Requirement: The stretch from the line with "Very cheap if" through the line with "do you think?" in the records below: write it out exactly, and nothing else.

(Collected data entries)
***

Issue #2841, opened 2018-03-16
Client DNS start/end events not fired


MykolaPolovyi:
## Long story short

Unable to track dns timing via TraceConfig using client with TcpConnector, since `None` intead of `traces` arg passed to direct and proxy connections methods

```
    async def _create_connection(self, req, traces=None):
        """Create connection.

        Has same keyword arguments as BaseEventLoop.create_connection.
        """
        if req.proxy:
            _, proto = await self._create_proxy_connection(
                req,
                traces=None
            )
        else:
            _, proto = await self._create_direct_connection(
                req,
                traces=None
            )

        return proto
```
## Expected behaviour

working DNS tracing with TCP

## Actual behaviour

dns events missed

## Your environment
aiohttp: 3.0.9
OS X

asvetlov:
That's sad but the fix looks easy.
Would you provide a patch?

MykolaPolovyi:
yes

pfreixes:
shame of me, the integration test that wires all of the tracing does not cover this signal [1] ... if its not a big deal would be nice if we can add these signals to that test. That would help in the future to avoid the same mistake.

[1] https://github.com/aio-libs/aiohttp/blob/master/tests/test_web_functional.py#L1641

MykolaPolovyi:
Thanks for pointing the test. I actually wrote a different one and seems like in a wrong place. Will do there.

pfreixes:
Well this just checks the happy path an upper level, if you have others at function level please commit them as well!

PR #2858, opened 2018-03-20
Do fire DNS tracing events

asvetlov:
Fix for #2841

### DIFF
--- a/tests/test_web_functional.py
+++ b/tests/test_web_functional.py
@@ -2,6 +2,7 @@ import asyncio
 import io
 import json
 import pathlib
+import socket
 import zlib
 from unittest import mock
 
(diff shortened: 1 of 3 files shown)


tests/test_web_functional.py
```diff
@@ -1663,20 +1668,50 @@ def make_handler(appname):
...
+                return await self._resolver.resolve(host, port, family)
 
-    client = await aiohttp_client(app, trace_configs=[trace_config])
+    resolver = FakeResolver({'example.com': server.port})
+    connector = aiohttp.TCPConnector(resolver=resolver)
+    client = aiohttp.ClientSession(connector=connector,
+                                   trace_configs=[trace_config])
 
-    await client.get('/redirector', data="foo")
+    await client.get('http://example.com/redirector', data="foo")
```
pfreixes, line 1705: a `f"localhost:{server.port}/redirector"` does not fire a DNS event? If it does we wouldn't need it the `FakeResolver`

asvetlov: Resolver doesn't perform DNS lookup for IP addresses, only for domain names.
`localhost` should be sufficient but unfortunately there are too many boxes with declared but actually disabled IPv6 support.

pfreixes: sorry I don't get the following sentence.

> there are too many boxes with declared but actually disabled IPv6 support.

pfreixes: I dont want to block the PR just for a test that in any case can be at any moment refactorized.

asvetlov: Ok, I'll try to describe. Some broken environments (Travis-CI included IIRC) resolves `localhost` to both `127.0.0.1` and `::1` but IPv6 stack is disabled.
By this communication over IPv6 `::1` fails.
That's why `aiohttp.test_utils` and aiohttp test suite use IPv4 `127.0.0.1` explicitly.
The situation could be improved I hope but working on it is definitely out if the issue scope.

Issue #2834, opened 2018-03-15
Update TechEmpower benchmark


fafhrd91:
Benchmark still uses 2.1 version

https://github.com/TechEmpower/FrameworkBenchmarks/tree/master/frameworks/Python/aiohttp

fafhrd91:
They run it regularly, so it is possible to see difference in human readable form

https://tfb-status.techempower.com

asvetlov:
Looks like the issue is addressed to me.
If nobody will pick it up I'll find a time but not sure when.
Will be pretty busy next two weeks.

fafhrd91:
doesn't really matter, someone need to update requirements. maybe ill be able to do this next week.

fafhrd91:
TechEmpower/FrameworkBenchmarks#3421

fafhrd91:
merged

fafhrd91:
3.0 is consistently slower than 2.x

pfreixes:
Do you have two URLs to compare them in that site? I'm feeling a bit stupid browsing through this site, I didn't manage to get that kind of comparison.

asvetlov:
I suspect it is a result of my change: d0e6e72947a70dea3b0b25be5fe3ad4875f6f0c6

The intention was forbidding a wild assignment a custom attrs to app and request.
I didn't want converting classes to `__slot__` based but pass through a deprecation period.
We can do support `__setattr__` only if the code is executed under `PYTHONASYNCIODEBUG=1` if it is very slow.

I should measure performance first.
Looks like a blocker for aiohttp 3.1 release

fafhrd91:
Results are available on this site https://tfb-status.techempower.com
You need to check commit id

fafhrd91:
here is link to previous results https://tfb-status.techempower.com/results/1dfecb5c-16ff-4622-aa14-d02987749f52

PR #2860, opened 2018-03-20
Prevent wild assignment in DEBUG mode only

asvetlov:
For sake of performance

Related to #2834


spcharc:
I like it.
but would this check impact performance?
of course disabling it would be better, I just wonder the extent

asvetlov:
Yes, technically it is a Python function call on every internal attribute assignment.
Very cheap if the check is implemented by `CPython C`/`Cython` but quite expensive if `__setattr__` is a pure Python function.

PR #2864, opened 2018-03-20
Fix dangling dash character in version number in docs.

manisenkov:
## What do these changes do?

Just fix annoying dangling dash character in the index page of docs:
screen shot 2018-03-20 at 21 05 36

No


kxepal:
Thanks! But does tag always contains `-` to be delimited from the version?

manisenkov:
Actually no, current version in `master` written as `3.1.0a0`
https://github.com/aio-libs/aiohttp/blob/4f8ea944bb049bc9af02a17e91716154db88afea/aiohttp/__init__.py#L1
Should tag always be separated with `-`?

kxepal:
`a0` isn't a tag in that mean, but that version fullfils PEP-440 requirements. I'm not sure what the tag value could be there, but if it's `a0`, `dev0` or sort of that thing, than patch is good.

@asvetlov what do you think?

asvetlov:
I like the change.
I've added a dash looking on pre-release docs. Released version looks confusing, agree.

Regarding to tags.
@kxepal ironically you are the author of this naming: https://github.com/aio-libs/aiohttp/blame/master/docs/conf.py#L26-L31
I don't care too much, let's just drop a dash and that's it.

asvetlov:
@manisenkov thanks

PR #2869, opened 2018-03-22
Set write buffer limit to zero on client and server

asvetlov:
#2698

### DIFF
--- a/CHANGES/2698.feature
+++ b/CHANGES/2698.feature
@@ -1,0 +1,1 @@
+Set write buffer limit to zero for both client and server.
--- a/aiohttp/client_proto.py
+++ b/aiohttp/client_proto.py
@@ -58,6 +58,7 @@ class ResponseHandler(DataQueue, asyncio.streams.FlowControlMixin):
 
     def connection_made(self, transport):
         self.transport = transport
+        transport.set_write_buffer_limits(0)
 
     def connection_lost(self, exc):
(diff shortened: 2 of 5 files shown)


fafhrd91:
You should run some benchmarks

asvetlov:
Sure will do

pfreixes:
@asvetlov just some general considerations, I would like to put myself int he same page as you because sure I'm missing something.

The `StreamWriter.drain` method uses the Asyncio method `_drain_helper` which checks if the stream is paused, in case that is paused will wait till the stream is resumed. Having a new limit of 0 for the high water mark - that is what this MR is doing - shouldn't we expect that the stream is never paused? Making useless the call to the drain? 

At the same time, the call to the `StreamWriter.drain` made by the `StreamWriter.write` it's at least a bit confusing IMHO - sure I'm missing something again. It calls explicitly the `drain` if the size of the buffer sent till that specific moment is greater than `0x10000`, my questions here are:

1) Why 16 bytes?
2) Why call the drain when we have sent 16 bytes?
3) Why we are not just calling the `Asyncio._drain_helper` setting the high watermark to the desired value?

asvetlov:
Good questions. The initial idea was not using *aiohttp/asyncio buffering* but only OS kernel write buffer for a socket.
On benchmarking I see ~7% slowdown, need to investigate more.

***

Reply:
Very cheap if the check is implemented by `CPython C`/`Cython` but quite expensive if `__setattr__` is a pure Python function.

PR #2864, opened 2018-03-20
Fix dangling dash character in version number in docs.

manisenkov:
## What do these changes do?

Just fix annoying dangling dash character in the index page of docs:
screen shot 2018-03-20 at 21 05 36

No


kxepal:
Thanks! But does tag always contains `-` to be delimited from the version?

manisenkov:
Actually no, current version in `master` written as `3.1.0a0`
https://github.com/aio-libs/aiohttp/blob/4f8ea944bb049bc9af02a17e91716154db88afea/aiohttp/__init__.py#L1
Should tag always be separated with `-`?

kxepal:
`a0` isn't a tag in that mean, but that version fullfils PEP-440 requirements. I'm not sure what the tag value could be there, but if it's `a0`, `dev0` or sort of that thing, than patch is good.

@asvetlov what do you think?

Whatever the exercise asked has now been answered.